A model walks the runway during the Chloe Womenswear Fall/Winter 2025-2026 show
Fall 2025.

On Vestiaire Collective, searches for “boho” have doubled in 2025 compared to the year prior. The secondhand luxury retailer has an established relationship with Chloé, which is part of its Resale-as-a-Service program. Within this vintage brand assortment, searches for the seminal Paddington baga fixture on the arm of mid-aughts celebrities after it was introduced in 2005 by then-designer Philo—have multiplied five times over since 2024. Seems like someone tipped off Kamali, who chloe jacquard knit maxi dress on the Fall 2025 runway (carried on the crook of the elbow, wrists turned upwards, natch).

Kamali’s Chloé clothes are about freedom of expression and movement, giving you the room to express yourself physically and not feel limited by clothes.

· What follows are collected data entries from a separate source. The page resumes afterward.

PR #4776, opened 2025-01-20
Variable distance-based displacements for ATMForce

egallicc:
These changes allow the specification of particle displacements based on the vector distances between given particles. For example, this sets the displacement of particle 0 as the vector distance of particle 2 relative to particle 1:
```
atmforce->addParticle(2, 1);
atmforce->addParticle(Vec3(0, 0, 0));
atmfiorce->addParticle(Vec3(0, 0, 0));
```
After the coordinate transformation, the position of particle 0 is
```
pos[0] + (pos[2]-pos[1])
```

The extension serves two purposes:

- The displacements can be specified in internal system's coordinates rather than fixed lab-frame coordinates. For example, a ligand can be displaced in some direction relative to the receptor regardless of the orientation of the receptor in the simulation box. Also, the position of two molecules can be swapped even if their relative position changes with time. 
- It implements the coordinate swapping and variable displacements for relative binding free energies between macromolecular ligands as described in the work [Relative Binding Free Energy Estimation of Congeneric Ligands and Macromolecular Mutants with the Alchemical Transfer with Coordinate Swapping Method](https://arxiv.org/abs/2412.19971) 

The extension is backward compatible with the original fixed-lab displacements without API changes.

Questions, comments, and suggestions are welcome.


openmmapi/include/openmm/ATMForce.h
```diff
@@ -88,7 +88,23 @@ namespace OpenMM {
...
+ * the change in energy when the first particle is displaced by the vector distance from particle 1 to particle 2:
+ *
+ * \verbatim embed:rst:leading-asterisk
+ * .. code-block:: cpp
+ *
+ *    ATMForce *atmforce = new ATMForce("u0 + Lambda*(u1 - u0)");
+ *    atm->addGlobalParameter("Lambda", 0.5);
+ *    atm->addParticle(2, 1);
+ *    atm->addParticle(Vec3(0, 0, 0));
+ *    atm->addParticle(Vec3(0, 0, 0));
```
peastman, line 102: Is this intended to illustrate a typical use?  If so, I don't understand it.  I can see displacing every particle along the same direction, to move a ligand in a direction defined in internal coordinates.  But when would you move some particles in a relative direction and others in a fixed direction?  And when would you ever want to specify a displacement of (0, 0, 0)?

Do you also need a distance scale?  I would think you would often want to use two particles to specify a direction, but then specify the distance to move separately.

platforms/common/src/CommonKernels.cpp
```diff
@@ -8079,18 +8079,63 @@ void CommonCalcATMForceKernel::initialize(const System& system, const ATMForce&
...
-        displVector0[i] = mm_float4(displacement0[0], displacement0[1], displacement0[2], 0);
-    }
-    displ1.initialize<mm_float4>(cc, cc.getPaddedNumAtoms(), "displ1");
-    displ1.upload(displVector1);
-    displ0.initialize<mm_float4>(cc, cc.getPaddedNumAtoms(), "displ0");
-    displ0.upload(displVector0);
+    vector<int>  pj1Vector(cc.getPaddedNumAtoms());
+    vector<int>  pi1Vector(cc.getPaddedNumAtoms());
+    vector<int>  pj0Vector(cc.getPaddedNumAtoms());
+    vector<int>  pi0Vector(cc.getPaddedNumAtoms());
```
peastman, line 8085: Using four separate arrays like this will lead to inefficient memory access in the kernels.  If you pack them into a single int4 array, it will be faster.

openmmapi/include/openmm/ATMForce.h
egallicc: In this example, the second and third particles are stationary. That is, they are not displaced. This is the case for most of the particles in binding applications. For example,  the receptor and solvent atoms are not displaced and are entered in ATMForce with zero displacement.

True, fixed and particle distance displacements are unlikely to be used together in the same application. It is one or the other. Nevertheless, stationary particles have to be specified somehow. Maybe we should have an `addParticle()` method for that (no arguments).

platforms/common/src/CommonKernels.cpp
egallicc: Good point, I will do that.

openmmapi/include/openmm/ATMForce.h
peastman: What about a distance?  Will the displacement to apply always be exactly equal to the displacement between two other particles, or will it sometimes be a fixed distance in the direction defined by two particles?

I guess this depends on what the use cases are.  If the goal is to move it from one pocket to a different one, you would probably use the displacement between them.  If the goal is to move it into solvent, you would probably want a fixed distance, and use the two other particles to determine which direction is "outward".

What are the intended use cases?

egallicc: Right, as of now, we do not have a use case for a "direction + magnitude" displacement mode.

The immediate application of the new protocol is for the calculation of the relative binding free energy (RBFE) between two congeneric ligands that share a common core and differ in a peripheral side group attached to an anchor atom of the common core. These include macromolecular ligands that differ by the sidechain of one residue. This involves: 

- The displacement of the side group of one ligand to the position of the anchor atom of the other ligand and vice versa. For example, if the indexes of the anchor atoms of the two ligands are `a1` and `a2`, each atom of the side group of the first ligand is assigned a displacement `pos[a2] - pos[a1]`, which of course varies with time depending on the positions of the anchor atoms. 
- The swapping of the coordinates of the corresponding atoms of the common cores of the two ligands to preserve the structures of the bonded terms. So if atoms `i` and `j` are corresponding atoms, atom `i` is displaced by `pos[j]-pos[i]`, which results in atom `i` taking the coordinates of atom `j`.

Furthermore, we envision that the new variable distance-based displacements will eventually replace the current fixed lab-frame displacements for the other two main use cases of ATMForce for molecular binding:

- Absolute binding free energies (ABFE): where the ligand is displaced from a position in the solvent to the receptor binding site (or the other way around for dissociation). This is currently implemented as a fixed lab-frame displacement of the ligand, which could be replaced with a variable distance-based displacement between a reference atom of the ligand and a virtual particle placed in the solvent and attached to the receptor by restraints expressed in internal coordinates.
- Relative binding free energies between unrelated ligands (scaffold hopping). These are currently implemented using a fixed lab-frame displacement similar to ABFE, except that the two ligands are displaced in opposite directions. We intend to replace these fixed displacements with variable displacements based on the distance between two reference atoms of the two ligands. Here, the user will pick the two reference atoms rather than a fixed displacement. But we have not tried this yet.

So, I think we will eventually stop using fixed lab-frame displacements in our work.

peastman: Will this change be sufficient to address those and all other future use cases you can imagine?

I'd much rather err on the side of generality and change the API only once, rather than keep changing incrementally.  The latter is likely to produce an incoherent API.

egallicc: It is difficult to predict which coordinate transformations people will find useful in the future. But for now, I can't think of an existing or potential computational protocol that is not covered by the proposed API.

peastman: It isn't orthogonal, because `getParticleParameters()` returns both descriptions, the fixed displacements and also the atom indices.  Once a feature is released, we try very hard never to break source compatibility.  This PR does.  If someone has written

```python
displacement1, displacement0 = force.getParticleParameters(i)
```

it would no longer run since the number of return values has changed.  And if we then remove the fixed displacements in the future, it would change again and we would break source compatibility again.  That's why I want to give the API some more thought, first to see if there's a way we can avoid breaking compatibility now, and second to make absolutely certain we won't need to break it in the future.

egallicc: Right. Okay. Is there a remedy/workaround that has worked with other Forces?

We had anticipated that the fixed lab-frame displacements were temporary because binding free energies should not depend on the receptor position and orientation. Currently, the receptor must be restrained to a specific orientation dictated by the lab-frame displacement. We did not know at the time what form of internal coordinate displacements would be appropriate. I think this is it.

peastman: > We had anticipated that the fixed lab-frame displacements were temporary

I wish I'd know that when we first implemented it.  I certainly would have designed the API differently.  Once we release an interface and declare it to be supported, that means we have to maintain compatibility.  There's no workaround.

Can you describe all possible extensions that you might conceivably want in the foreseeable future?  Let's design something that's sufficiently general, we're confident we can support it and not have to break it.

egallicc: The most general coordinate transformation I can think of is one in which the coordinates of a particle are some arbitrary function of the positions of some particles:
```
newpos[i] = f_i( i_1, i_2, i_3, ... )
```

Where, for example,
```
f_i = pos[i] + h
```
would correspond to the existing fixed lab-frame displacements and
```
f_i = pos[i] + (pos[j] - pos[k])
```
to the variable displacement/coordinate swapping transformation proposed here.

egallicc: Shall we hold off on incorporating this extension in the mainline code for the time being as we gather more experience with variable displacements? A few months from now, we should have a stronger basis to formulate a solid proposal.

peastman: Here's what I suggest as an API.  This will be extensible, so we can add new types of displacements in the future without breaking compatibility.

- Create a class called `ATMForce::ParticleDisplacement` to describe how a particle is displaced.  This is an abstract class.  Subclasses describe particular types of displacements.
- Create subclasses for the particular types of displacements we want to implement.  `ATMForce::FixedDisplacement` will describe the current behavior of fixed lab frame displacements.  Other subclasses can describe other types of displacements.
- Add a new version of `addParticle()` that takes a `ParticleDisplacement` object, along with `getParticleDisplacement()` and `setParticleDisplacement()` methods.  Your example code would become

```c++
atm->addParticle(new ATMForce::FixedDisplacement(Vec3(0, 0, 0)));
```

- Mark the current `addParticle()`, `getParticleParameters()`, and `setParticleParameters()` methods as deprecated.  They'll still work, but people will be encouraged to use the new methods instead.  Internally they'll create a `FixedDisplacement`.  If you call `getParticleParameters()` on a particle that uses a different displacement type, it will throw an exception.
- The serialization code will need to be revised.  Currently it records a particle like this:

```c++
particles.createChildNode("Particle").setDoubleProperty("d1x", d1[0]).setDoubleProperty("d1y", d1[1]).setDoubleProperty("d1z", d1[2])
        .setDoubleProperty("d0x", d0[0]).setDoubleProperty("d0y", d0[1]).setDoubleProperty("d0z", d0[2]);
```

We can add a new `type` property to specify which displacement class to use, and all the other properties will be specific to the displacement class.  When reading old files, it will assume `type="fixed"`.

> A few months from now, we should have a stronger basis to formulate a solid proposal.

Sounds good.

egallicc: >>  A few months from now, we should have a stronger basis to formulate a solid proposal.

> Sounds good.

Agreed.

> Here's what I suggest as an API.

Yes, it looks like a good extensible solution. However, I am unsure how efficiently it could be implemented for GPU platforms. I guess particles can be sorted into groups depending on their transformations, and then kernels would transform the coordinates and gradients for each group. Using each transformation's `type` parameter should help with the grouping.

peastman: Efficiency shouldn't be a problem.  Within the kernel we'll still just be handling a fixed set of hardcoded operations.

egallicc:
A quick update on our progress. The results of tests of internal coordinate displacements look promising. We will do more to confirm the validity of the approach.

Concerning the proposed extensible API:

> Add a new version of addParticle() that takes a ParticleDisplacement object, along with getParticleDisplacement() and setParticleDisplacement() methods.

Would a Force object make sense in this context? For example, a CustomExternalForce with "x+h" as an expression could be used to translate an atom by some fixed amount or just "x" to assign the coordinate of one atom to another. More complicated transformations involving the coordinates of multiple atoms could be given in terms of a CustomCompoundBondForce or similar.

I don't know how custom Forces could be used to implement the actual coordinate transformation internally. (Is it even possible?) However, all the information about the transformation can be encoded and queried using the Force objects with existing APIs—just a thought.

peastman:
I was figuring on something much simpler than that.  There would still only be a small list of supported displacement types, initially perhaps only two.  And each of them would be hardcoded in the kernel.  The public API is more general so we can add other types in the future, but those too would probably be specialized, hardcoded types.

peastman:
It is, of course, conceivable that we could have a type that involves a custom expression for the position.  We would need to figure out what the expression could depend on.

egallicc:
I have completed a draft of the new ATMForce interface proposed above, which maintains the current API while deprecating it.

It defines transformation objects: `ATMTransformation` (a base virtual class), and `ATMFixedDisplacement` and `ATMVectordistanceDisplacement` (derived classes), which hold the parameters for each coordinate transformation. `ATMFixedDisplacement` refers to the fixed lab frame displacements that we supported so far, and `ATMVectordistanceDisplacement` refers to the variable particle distance displacements introduced above.

To create a stationary particle, one that is not displaced, do:
```
atmforce->addParticle();
```

A particle with fixed displacement is created with something like:
```
atmforce->addParticle(new ATMFixedDisplacement(d));
```
where `d` is the `Vec3` displacement vector.

Finally, a particle with variable particle distance displacement is created with, for example:
```
atmforce->addParticle(new ATMVectordistanceDisplacement(1, 0));
```
to set the displacement of the added particle as the vector distance between particles 1 and 0.

The new API also supports setting and getting the transformation objects of existing particles:
```
const ATMTransformation* transformation = getParticleTransformation(i); 
```
which can be queried for the corresponding parameters:
```
if ( transformation->getName() == "FixedDisplacement") {
   const Vec3 d1 = dynamic_cast<const ATMFixedDisplacement*>(transformation)->getFixedDisplacement1();
   const Vec3 d0 = dynamic_cast<const ATMFixedDisplacement*>(transformation)->getFixedDisplacement0();
}
```
and similarly for `ATMVectordistanceDisplacement`, which is labeled as `"VectordistanceDisplacement"`

Two maps, `ATMTransformationType` and `ATMTransformationName`, enable mapping from transformation names to the numerical transformation types used in serialization.

The current API:
```
atmforce->addParticle(d);
atmforce->getParticleParameters(i, d1, d0);
etc.
```
is supported but generates a deprecation warning when the first particle is created.

egallicc:
NOTES:

- Building of the C wrappers currently fails (hence the CI build failures), complaining about conflicting declarations of `addParticle`.  I don't know why. I assume the C wrappers support function overloading? Turning off `OPENMM_BUILD_C_AND_FORTRAN_WRAPPERS` lets the build proceed without problems (tested on Linux).
- The `addParticle(ATMFixedDisplacement(d))` and  `addParticle(ATMVectordistanceDisplacement(i,j))` Python wrappers fail at runtime, probably due to class ownership. I could not add `addParticle` to the `STEAL_OWNERSHIP` list in `swigInputConfig.py` because it does not appear to support overloaded functions. As a workaround, particles can be added from Python by first creating them and then adding their transformation, taking advantage that  `setParticleTransformation` is in the `STEAL_OWNERSHIP` list:
```
p = atmforce.addParticle()
atmforce.setParticleTransformation(p, ATMFixedDisplacement(d))
``` 
- I attempted but failed to add the `ATMTransformation` objects as members of the `ATMForce` class because I could not find a way to have SWIG assign units to the output of a member class. For example, I set
```
("ATMFixedDisplacement", "getFixedDisplacement1") : ("unit.nanometer", ()),
```
in `swigInputConfig.py` but something like the below did not work
```
("ATMForce::ATMFixedDisplacement", "getFixedDisplacement1") : ("unit.nanometer", ()),
```
- The SWIG interface would not build unless I set a "precedence" in the `Vec3` typemaps. In `typemaps.i` I did:
```
%typemap(typecheck, precedence=SWIG_TYPECHECK_DOUBLE_ARRAY, fragment="Py_SequenceToVec3") Vec3 { ...
```
I hope it is fine.

peastman:
I'm reviewing the code now.  I suggest a few changes to how classes are named.  Rather than prepending "ATM" to everything, let's make them contained classes.  `ATMTransformation` would become `ATMForce::Transformation`.  Or should it be `Displacement`, since the subclasses all use that word instead of transformation?  In [my proposal above](https://github.com/openmm/openmm/pull/4776#discussion_r1929586223) I suggested calling it `ATMForce::ParticleDisplacement`.  `ATMFixedDisplacement` would become `ATMForce::FixedDisplacement`.  `ATMVectordistanceDisplacement` would be `ATMForce::VectorDistanceDisplacement` (all words should be capitalized), except I'm not sure that name makes sense.  You don't specify either a vector or a distance.  Maybe `ParticleOffsetDisplacement` or something like that?

egallicc:
> I'm reviewing the code now.

Thanks!

> Rather than prepending "ATM" to everything, let's make them contained classes.

I tried to do that. But I got stuck at the SWIG unit assignments step. 
```
("ATMForce::ATMFixedDisplacement", "getFixedDisplacement1") : ("unit.nanometer", ()),
```
did not work. See the Notes above.

egallicc:
Yes, I agree, `ParticleOffsetDisplacement` is a better name.

peastman:
> I tried to do that. But I got stuck at the SWIG unit assignments step.

We'll figure out how to make it work.  It might take minor changes to the script, but it shouldn't be difficult.

egallicc:
> I think the implementation may be unnecessarily expensive. 

I will look into it. One thing to keep in mind is that as more transformations are added, the single kernel to support them all could become unmanageable.

openmmapi/include/openmm/ATMForce.h
```diff
@@ -400,6 +526,38 @@ class OPENMM_EXPORT ATMForce : public OpenMM::Force {
...
+     */
+    const ATMFixedDisplacement* getParticleFixedDisplacementTransformation(int index) const;
+
+    /**
+     * Returns the VectordistanceDisplacement transformation object associated with the particle or NULL
+     *
+     * @param index           the index of the particle
+     * @return                the pointer to the VectordistanceDisplacement transformation object
+     */
+    const ATMVectordistanceDisplacement* getParticleVectordistanceDisplacementTransformation(int index) const;
```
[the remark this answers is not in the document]
egallicc: I don't like them either. I had to add them to make the Python interface work. Python/SWIG refused to expose the methods of the derived classes, such as `ATMFixedDisplacement::getFixedDisplacement1()`, through the `ATMTransformation` object returned by `getParticleTransformation()`. Hence, the need to query the type of the transformation from the `ATMTransformation` object and call the corresponding specific get method to acquire the derived class object. Is there a trick to avoid this horrible workaround?

openmmapi/src/ATMForce.cpp
```diff
@@ -91,21 +93,103 @@ void ATMForce::setEnergyFunction(const std::string& energy) {
     energyExpression = energy;
 }
 
+int ATMForce::addParticle() {
+    particles.push_back(ParticleInfo(particles.size(), NULL));
```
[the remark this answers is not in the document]
egallicc: Sure. Would there still be a need for the caller of `getTransformation()` to check whether the pointer is NULL before dereferencing it?

egallicc:
> > I tried to do that. But I got stuck at the SWIG unit assignments step.
> 
> We'll figure out how to make it work. It might take minor changes to the script, but it shouldn't be difficult.

I looked at the SWIG configuration script. It is, unfortunately, too impenetrable for me. I would need some guidance.

The situation for the C/Fortran wrapper is probably similar.

Also, please see my code review replies above regarding the limitations I encountered with the Python interface. If there is a way to address them, it is well beyond my SWIG expertise.

I will start making the changes you suggested to the C++ interface as soon as there is some clarity about the implications for the Python interface.

Thanks!

openmmapi/include/openmm/ATMForce.h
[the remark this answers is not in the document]
peastman: SWIG handles this with factories, which we define [here](https://github.com/openmm/openmm/blob/643473cee91fbf8e232d485012f7b8cf13d68829/wrappers/python/src/swig_doxygen/swigInputBuilder.py#L248).

openmmapi/src/ATMForce.cpp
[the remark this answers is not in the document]
peastman: Since we're changing the return type to be a reference, NULL values aren't possible.

openmmapi/src/ATMForce.cpp
```diff
@@ -91,21 +93,103 @@ void ATMForce::setEnergyFunction(const std::string& energy) {
...
+	displacement1 = Vec3(0, 0, 0);
+	displacement0 = Vec3(0, 0, 0);
+    }
+    else if (particles[index].transformation->getName() == "FixedDisplacement") {
+	displacement1 = dynamic_cast<const ATMFixedDisplacement*>(transformation)->getFixedDisplacement1();
+	displacement0 = dynamic_cast<const ATMFixedDisplacement*>(transformation)->getFixedDisplacement0();
+    }
+    else {
+        throw OpenMMException("getParticleParameters(): particle lacks fixed displacements");
+    }
```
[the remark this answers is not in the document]
peastman: Defining a factory will cause SWIG to automatically return the correct subclass.

peastman:
Don't worry about the wrappers for the moment.  Let's get the C++ interface working the way we want.  Once we're happy with it, I can get the wrappers working.  SWIG sometimes requires a bit of black magic, but there's almost always a way to do what you want.

egallicc:
I revised the C++ API according to the suggestions. As agreed, I have not addressed the Python, C, and Fortran wrappers.

I opted for `CoordinateTransformation` as the name for the base class of the `FixedDisplacement` and `ParticleOffsetDisplacement` to cover potential future coordinate transformations other than displacements.

serialization/src/ATMForceProxy.cpp
```diff
@@ -41,6 +43,35 @@ using namespace std;
...
 
+void ATMForceProxy::storeParams(int numParticles, ATMForce& force, const SerializationNode& particles) const {
+    for (auto& p : particles.getChildren()){
+
+	//support older serialized ATMForces that did not store the transformation type
+	//or the particle offset displacement indexes
+        if (p.hasProperty("type")) {
+	    //normal behavior
+	    int transformation_type = p.getIntProperty("type");
+	    if (transformation_type == ATMForce::CoordinateTransformationType.at("FixedDisplacement")) {
```
peastman, line 54: As noted above, we should get rid of those fields.  I suggest something like

```c++
string type = p.getStringProperty("type");
if (type == "fixed") {
   ...
}
else if (type == "offset") {
   ...
}
```

peastman (commented):
The API looks much better now.  I'll get to work on the wrappers and see if I can get them working.

[My comment above](https://github.com/openmm/openmm/pull/4776#pullrequestreview-2955083448) about the kernels still applies.  Could they be merged so we don't get the overhead of launching so many additional kernels?

Also see [above](https://github.com/openmm/openmm/pull/4776#pullrequestreview-2565730004) about formatting.  There's still some incorrect formatting, and especially a lot of indentation being done with tabs instead of spaces.  Can you do a find/replace to turn them into spaces?

egallicc:
> The API looks much better now. 

Thank you for reviewing!

> I'll get to work on the wrappers and see if I can get them working.
> 

Thanks!

> [My comment above](https://github.com/openmm/openmm/pull/4776#pullrequestreview-2955083448) about the kernels still applies. Could they be merged so we don't get the overhead of launching so many additional kernels?
> 

Understood. Can we please postpone this optimization aspect to a future PR? There are some coordinate transformations that we are thinking about, and I am concerned that the kernel complexity might complicate the work. I promise we will get to the kernel optimization very soon if the current set of transformations is not expected to grow.

> Also see [above](https://github.com/openmm/openmm/pull/4776#pullrequestreview-2565730004) about formatting. There's still some incorrect formatting, and especially a lot of indentation being done with tabs instead of spaces. Can you do a find/replace to turn them into spaces?

Yes, I will fix the remaining formatting issues. (Calling out to any old emacser out there for a good `.emacs` file for OpenMM's C++ formatting!)

And I will take care of the other issues as soon as possible. 

Thank you for confirming the new documentation. I wanted to go through a "hybrid" version to highlight the changes.

peastman:
> Can we please postpone this optimization aspect to a future PR?

Ok.

egallicc:
> a good `.emacs` file for OpenMM's C++ formatting!)
> 

For reference, this appears to do the trick:
```
 '(c-default-style "stroustrup")
 '(indent-tabs-mode nil)
```

egallicc:
I addressed the issues with the C++ implementation. Let me know if there is anything I can do to smooth out the process of updating the wrappers.

peastman:
Fortran.  What a modern language!  It truncates all function names to 63 characters, because why would any name need to be longer than that?  Which means it can't distinguish between these functions, leading to a compile error:

```
OpenMM_ATMForce_ParticleOffsetDisplacement_getDestinationParticle1
OpenMM_ATMForce_ParticleOffsetDisplacement_getDestinationParticle0
```

I'll make it skip the second one, and very likely no one will ever try to call it from Fortran.  It's just annoying.

peastman:
I just created a pull request to your repo that fixes the wrappers.

egallicc:
I converted `TestAPIUnits.py` to the new ATMForce API. However, it fails due to missing units in the return values of `getFixedDisplacement1` even though the corresponding statements are in `swigInputConfig.py`:
```
("FixedDisplacement", "getFixedDisplacement1") : ("unit.nanometer", ()),
("FixedDisplacement", "getFixedDisplacement0") : ("unit.nanometer", ()),
```

I can't figure out the issue. Any ideas?

peastman:
This fixes it.

```
diff --git a/wrappers/python/src/swig_doxygen/swigInputBuilder.py b/wrappers/python/src/swig_doxygen/swigInputBuilder.py
index 5aa22f493..434a1cea3 100755
--- a/wrappers/python/src/swig_doxygen/swigInputBuilder.py
+++ b/wrappers/python/src/swig_doxygen/swigInputBuilder.py
@@ -439,6 +439,7 @@ class SwigInputBuilder:
 
     def writeMethods(self, classNode):
         methodList=getClassMethodList(classNode, self.skipMethods)
+        fullClassName = getText("compoundname", classNode)
 
         #write only Constructors
         for items in methodList:
@@ -627,7 +628,7 @@ class SwigInputBuilder:
 
                 if addText:
                     self.fOutPythonappend.write("%pythonappend")
-                    self.fOutPythonappend.write(" OpenMM::%s::%s(" % key)
+                    self.fOutPythonappend.write(" %s::%s(" % (fullClassName, methName))
                     sepChar=''
                     outputIndex=0
                     for pNode in paramList:
```

egallicc:
> This fixes it.

Thanks!

egallicc:
The API C++ documentation does not build. I have tried several experiments to no avail. The issue (duplicate definitions) appears specific to nested classes such as `CoordinateTransformation` and `FixedDisplacement`.

peastman:
This fixes it:

```
diff --git a/docs-source/api-c++/CMakeLists.txt b/docs-source/api-c++/CMakeLists.txt
index 33e1be43f..2c9fcf62d 100644
--- a/docs-source/api-c++/CMakeLists.txt
+++ b/docs-source/api-c++/CMakeLists.txt
@@ -56,6 +56,7 @@ add_custom_command(
 
 add_custom_command(
     OUTPUT "${CMAKE_BINARY_DIR}/api-c++/index.html"
+    COMMAND "${CMAKE_COMMAND}" -E rm "${CMAKE_CURRENT_BINARY_DIR}/generated/*::*"
     COMMAND "${PYTHON_EXECUTABLE}" -m sphinx . "${CMAKE_BINARY_DIR}/api-c++" -W --keep-going # Promote warnings to errors to catch undocumented classes
     WORKING_DIRECTORY "${CMAKE_CURRENT_BINARY_DIR}"
     DEPENDS "${CMAKE_CURRENT_BINARY_DIR}/conf.py"
```
Breathe was creating separate files for ATMForce and for each of the inner classes.  But Sphinx includes documentation for inner classes on the page with the main class, so it produced a warning that a class was documented twice.  And we tell it to treat warnings as errors to catch if we miss documenting a class.

This change deletes the extra files for the inner classes so they only get documented once.

egallicc:
> This change deletes the extra files for the inner classes so they only get documented once.

Thanks!

peastman:
Sorry for taking a while to get back to this.  One last thing: atmforce.cc still has a lot of indentation done with tabs instead of spaces.  Can you do a find and replace to fix that?  Then we can merge this and do the additional optimization in another PR.

egallicc:
> One last thing: atmforce.cc still has a lot of indentation done with tabs instead of spaces. 

Sorry about that. It escaped the earlier cleaning. It's fixed now.

> do the additional optimization in another PR.

Yes. Thanks!

peastman:
Thanks!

Yes, there’s suiting, but it’s never tight or constricting, following curves and allowing for some breathing space. Capes act almost like armor, a protective layer that moves through the world with you, confidently and authentically. It’s the antithesis of (or an antidote to) the “boom boom” aesthetic, with its ‘80s corporate boss energy, sharp shoulders, and ties. It gives you permission to let go and just live. 

People want an escape right now, an optimistic balm for living in post-unprecedented times, where the headlines are scary and the reality often scarier. The free-spirited, easy-breezy energy long associated with this aesthetic—plus its comforting familiarity—offers that. And sometimes, that’s exactly what we need.